Media ethics:Media ethics is the subdivision of applied ethics dealing with the specific ethical principles and standards of media, including broadcast media, film, theatre, the arts, print media and the internet. The field covers many varied and highly controversial topics, ranging from war journalism to Benetton advertising.

Consumerism:Consumerism is a social and economic order that encourages the purchase of goods and services in ever greater amounts. Criticisms of consumption are already present in the works of Torstein Veblen (1899). Veblen's subject of examination, the newly emergent middle class arising at the turn of the twentieth century, comes to full fruition by the end of the twentieth century through the process of globalization. In this sense, consumerism is usually considered a part of media culture. The term "consumerism" has also been used to refer to something quite different called the consumerists movement, consumer protection or consumer activism, which seeks to protect and inform consumers by requiring such practices as honest packaging and advertising, product guarantees, and improved safety standards.

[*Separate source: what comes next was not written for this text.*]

PR #2639, opened 2025-11-21
Update `push.pl` runtime to Perl 5.40 and Debian Trixie

yosifkit:
Mostly trying to update to Trixie and that required to move to a supported version of Perl like 5.40 which is probably good since 5.39 is unmaintained/unsupported. Unfortunately, the Dockerfile fails to build when switched to Perl 5.42 (failing tests in EV).

I haven't yet tested this like https://github.com/docker-library/docs/pull/2466.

In this sense it is a movement or a set of policies aimed at regulating the products, services, methods, and standards of manufacturers, sellers, and advertisers in the interests of the buyer In economics, consumerism refers to economic policies placing emphasis on consumption. In an abstract sense, it is the consideration that the free choice of consumers should strongly orient the choice what is produced and how, therefore the economic organization of a society (compare producers, especially in the British sense of the term). Also this vote is not "one man, one voice", but "one dollar, one voice", which may or may not reflect the contribution of people to society.